Acentia (formerly called ITSolutions) selected Bluetext following a very competitive search to do a full rebranding effort, from name to logo to corporate identity to messaging to website to videos to launch, etc.

Todd’s challenge was hefty – he had to unify a brand across nine diverse companies (not an uncommon issue in Federal Contracting) to create a brand that would enable his company to be acquisitive and get in the game as a mid-size contractor.

This was one of our first major rebranding assignments since founding Bluetext and turned out to be an incredible project for us, working with Todd Stottlemyer and his entire management team.

If you have ever had a chance to work with Todd, his passion and commitment to excellence are second to none, and he pushed us to create work which we are still proud of today.

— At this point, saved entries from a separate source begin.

PR #2263, opened 2023-04-21
NativeAOT-LLVM: map Ilc opimisation settings to emcc

yowl:
This PR maps `$(Optimize)` to `-O3` and when `$(IlcOptimizationPreference) == 'Size'` to `-Oz`  .  Emcc has no specific option for speed.  Applies to both compile and link step.

`-flto` is moved from a `NativeDebugSymbols` check to `Optimize`

### DIFF
--- a/src/coreclr/nativeaot/BuildIntegration/Microsoft.NETCore.Native.targets
+++ b/src/coreclr/nativeaot/BuildIntegration/Microsoft.NETCore.Native.targets
@@ -342,7 +342,6 @@ The .NET Foundation licenses this file to you under the MIT license.
     <PropertyGroup>
       <CompileEmccArgs>-c</CompileEmccArgs>
       <CompileEmccArgs>$(CompileEmccArgs) -s DISABLE_EXCEPTION_CATCHING=0</CompileEmccArgs>
-      <CompileEmccArgs Condition="'$(NativeDebugSymbols)' != 'true'">$(CompileEmccArgs) -O2</CompileEmccArgs>
       <CompileEmccArgs Condition="'$(NativeDebugSymbols)' == 'true'">$(CompileEmccArgs) -g3</CompileEmccArgs>
       <!-- TODO-LLVM: remove when we update to Emscripten with https://github.com/emscripten-core/emscripten/pull/18443 -->
       <CompileEmccArgs>$(CompileEmccArgs) -s USE_SDL=0 $(EmccOptimizationSetting)</CompileEmccArgs>
--- a/src/coreclr/nativeaot/BuildIntegration/Microsoft.NETCore.Native.targets
+++ b/src/coreclr/nativeaot/BuildIntegration/Microsoft.NETCore.Native.targets
@@ -326,6 +326,11 @@ The .NET Foundation licenses this file to you under the MIT license.
 
   </Target>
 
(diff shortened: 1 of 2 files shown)


yowl:
cc @dotnet/nativeaot-llvm

src/coreclr/nativeaot/BuildIntegration/Microsoft.NETCore.Native.targets
```diff
@@ -326,6 +326,11 @@ The .NET Foundation licenses this file to you under the MIT license.
 
   </Target>
 
+  <PropertyGroup Condition="'$(NativeCodeGen)' == 'llvm'">
+    <EmccOptimizationSetting Condition="$(Optimize) == 'true' and $(IlcOptimizationPreference) != 'Size'">-O3</EmccOptimizationSetting>
```
SingleAccretion, line 330: Is `-O3` what we want for `-c Release` as the default?

In native compilers it usually implies aggressive speed-to-size tradeoff i. e. larger unrolling thresholds, etc.

What is the size impact on (say) `HelloWasm.wasm` for `-O1/-O2/-O3`?

src/coreclr/nativeaot/BuildIntegration/Microsoft.NETCore.Native.targets
```diff
@@ -340,7 +345,7 @@ The .NET Foundation licenses this file to you under the MIT license.
       <CompileEmccArgs Condition="'$(NativeDebugSymbols)' != 'true'">$(CompileEmccArgs) -O2</CompileEmccArgs>
       <CompileEmccArgs Condition="'$(NativeDebugSymbols)' == 'true'">$(CompileEmccArgs) -g3</CompileEmccArgs>
```
SingleAccretion: The `O2` addition here should presumably be deleted now.

yowl: yes, indeed.

src/coreclr/nativeaot/BuildIntegration/Microsoft.NETCore.Native.targets
yowl: I took off `-g3` at compile and `-g` at link time, `lto` is on and `binaryen` runs.  Added `Oz` for comparison
```
EXEC cannot compile inline asm [E:\GitHub\runtimelab3\src\tests\nativeaot\SmokeTests\HelloWasm\HelloWasm.csproj]
```
|Option | Size |
|--------|-----|
|O1|3,375,405|
|O2|2,952,589|
|O3|2,936,045|
|Oz|2,501,692|

SingleAccretion: So it looks like the right default after all. Interesting that `-Oz` is so much smaller, I wonder why (not necessary to investigate at this point, though).

SingleAccretion (approved):
LGTM!

src/coreclr/nativeaot/BuildIntegration/Microsoft.NETCore.Native.targets
jkotas, line 330: IlcOptimizationPreference was renamed to OptimizationPreference upstream. Something to keep in mind for next integration.

jkotas (approved):
Thank you!

PR #2272, opened 2023-05-14
[NativeAOT-LLVM] Prepare the compiler for multithreaded execution

SingleAccretion:
Encapsulate LLVM state dependent on single-threaded access into a "context". Current implementation will produce one bitcode file per one single-threaded context.

This change does not enable `--parallelism:<not 1>` by itself, as some significant problems still remain:
1) Determinism. Regular backends achieve this by sorting already-produced nodes.
2) Build integration. For proper MSBuild incrementality, we would like to have a list of inputs and outputs (bitcode files) that is known ahead of time. Not hard to fix.
3) Last I measured, the gains were underwhelming (~30% bitcode generation time reduction). This needs to be investigated in more depth.

So mostly this change is just making sure we are well set up for writing MT-safe code by default in the compiler.

### DIFF
--- a/src/coreclr/nativeaot/BuildIntegration/Microsoft.NETCore.Native.targets
+++ b/src/coreclr/nativeaot/BuildIntegration/Microsoft.NETCore.Native.targets
@@ -103,9 +103,8 @@ The .NET Foundation licenses this file to you under the MIT license.
   </PropertyGroup>
 
   <ItemGroup Condition="'$(NativeCodeGen)' == 'llvm'">
-    <!-- TODO-LLVM: remove the IL objects when the IL backend is gone -->
     <LlvmObjectNames Include="$(TargetName)" />
-    <LlvmObjectNames Include="$(TargetName)clrjit" />
+    <LlvmObjectNames Include="$(TargetName).data" />
     <LlvmObjectNames Include="$(TargetName).external" />
 
     <LlvmObjects Include="@(LlvmObjectNames->'$(NativeIntermediateOutputPath)%(Identity)$(LlvmObjectExt)')">
--- a/src/coreclr/tools/aot/ILCompiler.LLVM/Compiler/LLVMCodegenCompilation.cs
+++ b/src/coreclr/tools/aot/ILCompiler.LLVM/Compiler/LLVMCodegenCompilation.cs
@@ -2,12 +2,13 @@
 // The .NET Foundation licenses this file to you under the MIT license.
 
 using System;
+using System.Collections.Concurrent;
 using System.Collections.Generic;
 using System.Diagnostics;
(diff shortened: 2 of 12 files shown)


yowl:
~~Realise this is draft, but can I ask what makes the LLVM generation (with perhaps https://releases.llvm.org/3.1/docs/ProgrammersManual.html#startmultithreaded) different to other code gens?~~

~~A more current link https://www.llvm.org/docs/ProgrammersManual.html#threads-and-llvm~~
Nevermind, I see this is what you are talking about having RTM'ed.

src/coreclr/nativeaot/BuildIntegration/Microsoft.NETCore.Native.targets
```diff
@@ -103,9 +103,8 @@ The .NET Foundation licenses this file to you under the MIT license.
   </PropertyGroup>
 
   <ItemGroup Condition="'$(NativeCodeGen)' == 'llvm'">
-    <!-- TODO-LLVM: remove the IL objects when the IL backend is gone -->
     <LlvmObjectNames Include="$(TargetName)" />
-    <LlvmObjectNames Include="$(TargetName)clrjit" />
+    <LlvmObjectNames Include="$(TargetName).data" />
     <LlvmObjectNames Include="$(TargetName).external" />
```
SingleAccretion, line 108: Notable change: formerly the bitcode file produced by ILC (with data symbols) was the "main" one, while all the code was in `clrjit.bc`. Now the file with code is the "main" one and ILC-produced bitcode is named `.data.bc`.

src/coreclr/tools/aot/ILCompiler.LLVM/Compiler/LLVMCodegenCompilation.cs
```diff
@@ -25,9 +26,10 @@ namespace ILCompiler
 {
     public sealed class LLVMCodegenCompilation : RyuJitCompilation
     {
+        private ConcurrentDictionary<int, CorInfoImpl> _corinfos;
         private readonly Dictionary<TypeDesc, LLVMTypeRef> _llvmStructs = new();
-        private readonly ConditionalWeakTable<Thread, CorInfoImpl> _corinfos = new();
         private string _outputFile;
```
SingleAccretion, line 31: CWT is not suitable for us because we need to call the Jit after all of the threads have finished work. With CWT, some of the threads might have exited already and their `CorInfoImpl`s - collected.

SingleAccretion:
@dotnet/nativeaot-llvm

yowl (approved):
LGTM.  Sharing struct maps not worth the synchronisation I guess.

jkotas:
Thanks

Issue #2169, opened 2023-01-14
[NativeAOT-LLVM] Exception handling: outstanding tasks


SingleAccretion:
With #2145 we will have the basic runtime mechanism for dispatching exceptions in place, however, much work still remains for the implementation to reach non-prototype level of quality.

Correctness:
1) Inter-frame dispatch and filter ordering.
   - Capture the shadow stack of the throwing frame inside the native exception.
     - Call dispatchers "on" this shadow stack (will require some dispatch pieces to be moved to native code).
   - Capture the list of pending fault/finally handlers in the first pass and invoke them in the second.
     - Should the managed or native exception carry this list? Can we avoid heap allocations for this case by using the shadow stack somehow?
   - Hard problem: dynamic `stackalloc` live into handlers.
     - Current plan of action is to implement this with a custom stack-like allocator.
     - We should find/write an extensive set of tests for this scenario.
   - Fixed in #2284.
2) We need to be able to identify the "top frame", one after which the exception will go unhanded. This implies wrapping RPI methods inside catch-all `try/catch` (perhaps a native one):
   - Verify: generated (managed) `main`, `Thread.Start` entrypoints.
   - Fixed in #2274.
3) Related: we need to properly handle unhandled exceptions.
   - Invoke relevant SPCL callbacks.
   - Dump the stack trace.
   - Fixed in #2274.
4) I think there are also some first-chance handlers we need to invoke when throwing.
   - Fixes in #2287.
5) Exceptional exits from runtime imports will fail to restore the shadow stack, leading to shadow stack top corruption. This should be fixed by moving the shadow stack top restore logic into RPI frames.
    - Fixed in #2208.
6) `throw null` should be translated into `throw new NullReferenceException()`.
    - Fixed in #2218.
7) Rethrow currently recaptures the stack trace. It should not.
   - Fixed in #2284.
8) Throwing filters should return "continue search".
   - Fixed in #2287.
9) Throwing faults are not handled correctly, see `src\tests\JIT\Methodical\eh\nested\general\methodthrowsinfinally_d.csproj`. 
   - Fixed in #2374.
10) `wasi-wasm` needs to be done using "manual" unwind (in both passes). Fortunately, that is feasible because exceptions cannot propagate across any managed<->unmanaged boundaries, even when it comes the the native runtime (in other words, the runtime can only invoke managed code when in a tail position).
    - Fixed in #2387.

Performance / code size:
[...]

PR #2274, opened 2023-05-15
[NativeAOT-LLVM] Implement unhandled exception handling

SingleAccretion:
Via the following RyuJit transform for RPI methods:

```
void RPI() {
    { /* User code */ }
}
```

```
void RPI() {
    try {
        { /* User code */ }
    }
    when (object e) (HandleUnhandledException(e)) // Calls 'abort'
    catch { }
}
```

This now prints the exception stack trace nicely:
```
BEGIN EXECUTION
call C:\Users\Accretion\source\dotnet\diffs/../runtimelab/src/tests/Common/scripts/nativeaottest.cmd C:\Users\Accretion\source\dotnet\runtimelab\artifacts\tests\coreclr\browser.wasm.Debug\nativeaot\SmokeTests\HelloWasm\HelloWasm\ HelloWasm.dll
Unhandled Exception: System.Exception: Exception of type 'System.Exception' was thrown.
    at S.P.CoreLib.System.Runtime.EH.RhpThrowEx (<anonymous>:wasm-function[4150]:0x18d32a)
    at RhpThrowEx (<anonymous>:wasm-function[1873]:0x24a7f)
    at HelloWasm.Program.Main (<anonymous>:wasm-function[3930]:0x162142)
    at HelloWasm.Module..MainMethodWrapper (<anonymous>:wasm-function[4271]:0x1a50fe)
    at invoke.ii (C:\Users\Accretion\source\dotnet\runtimelab\artifacts\tests\coreclr\browser.wasm.Debug\nativeaot\SmokeTests\HelloWasm\HelloWasm\native\HelloWasm.js:6807:36)
    at HelloWasm.Module..StartupCodeMain (<anonymous>:wasm-function[4260]:0x1a403b)
    at main (<anonymous>:wasm-function[16611]:0x1180e92)
    at C:\Users\Accretion\source\dotnet\runtimelab\artifacts\tests\coreclr\browser.wasm.Debug\nativeaot\SmokeTests\HelloWasm\HelloWasm\native\HelloWasm.js:1226:22
    at callMain (C:\Users\Accretion\source\dotnet\runtimelab\artifacts\tests\coreclr\browser.wasm.Debug\nativeaot\SmokeTests\HelloWasm\HelloWasm\native\HelloWasm.js:7515:15)
    at doRun (C:\Users\Accretion\source\dotnet\runtimelab\artifacts\tests\coreclr\browser.wasm.Debug\nativeaot\SmokeTests\HelloWasm\HelloWasm\native\HelloWasm.js:7569:23)
    at run (C:\Users\Accretion\source\dotnet\runtimelab\artifacts\tests\coreclr\browser.wasm.Debug\nativeaot\SmokeTests\HelloWasm\HelloWasm\native\HelloWasm.js:7584:5)
    at runCaller (C:\Users\Accretion\source\dotnet\runtimelab\artifacts\tests\coreclr\browser.wasm.Debug\nativeaot\SmokeTests\HelloWasm\HelloWasm\native\HelloWasm.js:7492:19)
    at removeRunDependency (C:\Users\Accretion\source\dotnet\runtimelab\artifacts\tests\coreclr\browser.wasm.Debug\nativeaot\SmokeTests\HelloWasm\HelloWasm\native\HelloWasm.js:1147:7)
    at receiveInstance (C:\Users\Accretion\source\dotnet\runtimelab\artifacts\tests\coreclr\browser.wasm.Debug\nativeaot\SmokeTests\HelloWasm\HelloWasm\native\HelloWasm.js:1314:5)
    at receiveInstantiationResult (C:\Users\Accretion\source\dotnet\runtimelab\artifacts\tests\coreclr\browser.wasm.Debug\nativeaot\SmokeTests\HelloWasm\HelloWasm\native\HelloWasm.js:1332:5)

Aborted(native code called abort())
```

Unfortunately, the host may then reprint a messier stack from the exception that's used to implement `abort` in Emscripten, but nothing we can do about that (short of using a custom `abort`, which does not seem worth it).

Contributes to #2169.


src/coreclr/jit/llvmcodegen.cpp
```diff
@@ -1838,6 +1840,13 @@ void Llvm::buildIntegralConst(GenTreeIntConCommon* node)
 
 void Llvm::buildCall(GenTreeCall* call)
 {
+    if (isUnhandledExceptionHandler(call))
+    {
+        // Note: the exception object argument is already on the shadow stack since we're in a filter.
+        emitHelperCall(CORINFO_HELP_LLVM_EH_UNHANDLED_EXCEPTION, {}, /* doTailCall */ true);
+        return;
+    }
```
SingleAccretion, line 1848: This scheme is a hack, but one we will have to live with as we can only reference LLVM helpers in codegen.

src/coreclr/jit/flowgraph.cpp
```diff
@@ -3,6 +3,12 @@
 
 #include "jitpch.h"
 
+#ifdef TARGET_WASM
+#include "llvm.h"
+#define max(a, b) (((a) > (b)) ? (a) : (b))
+#define min(a, b) (((a) < (b)) ? (a) : (b))
+#endif // TARGET_WASM
```
SingleAccretion, line 10: We should figure out a `CodeGenInterface`-like solution at one point to avoid including all the LLVM headers into other compiler files.

SingleAccretion:
@dotnet/nativeaot-llvm

src/coreclr/nativeaot/Runtime.Base/src/System/Runtime/ExceptionHandling.wasm.cs
```diff
@@ -117,6 +120,48 @@ private static void HandleExceptionWasmFault(void* pShadowFrame, DispatchData* p
             DispatchContinueSearch(exception, pDispatchData);
         }
 
+        // This handler is called by codegen for exceptions that escape from RPI methods (i. e. unhandled exceptions).
+        //
+        private static void HandleUnhandledException(object exception)
```
SingleAccretion, line 125: Note that this handler is not a "dispatcher" like the methods above it. This is an intentional simplification - it would have been possible to define a new dispatcher kind (essentially - filter without filter handler) and use it instead of this, and it would have been that little bit better size-wise. It would also have been possible to add the `try` wrapping much later and avoid pessimizations associated with having EH in code. I decided against both - RPI methods are rare, thus both CQ value and testability of such strategies is low.

src/coreclr/nativeaot/Runtime.Base/src/System/Runtime/ExceptionHandling.wasm.cs
```diff
@@ -117,6 +120,48 @@ private static void HandleExceptionWasmFault(void* pShadowFrame, DispatchData* p
...
+            if (pFailFastFunction == IntPtr.Zero)
+            {
+                FallbackFailFast(RhFailFastReason.UnhandledException, exception);
+            }
+
+            try
+            {
+                InternalCalls.RhpRawCalli_ViOII(pFailFastFunction, (int)RhFailFastReason.UnhandledException, exception, 0, 0);
+            }
+            catch when (true)
```
yowl, line 156: Is the `when (true)` a style guide?

SingleAccretion: No - it's required for correctness in the presense of multiple type universes. A catch-all `catch` is emitted as `catch (object)` by Roslyn, which would "burn" one `System.Object` into the EH table, and that `System.Object` may not be the same `System.Object` as the thrower observes.

(This capability is currently not used as the CoreLib and runtime are merged, but we keep it working)

yowl: Thanks!

yowl (approved):
LGTM, thanks.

We spent weeks developing a name and message that not only was powerful but truly reflected the focus on his people. When the tagline was selected, Essential to the Mission, it became a rallying cry that pulled together employees, created a sense of purpose for the company and its brand, and became the theme for the company’s first advertising campaign we developed which highlighted historic people like Jackie Robinson and Clara Barton who were essential to their mission.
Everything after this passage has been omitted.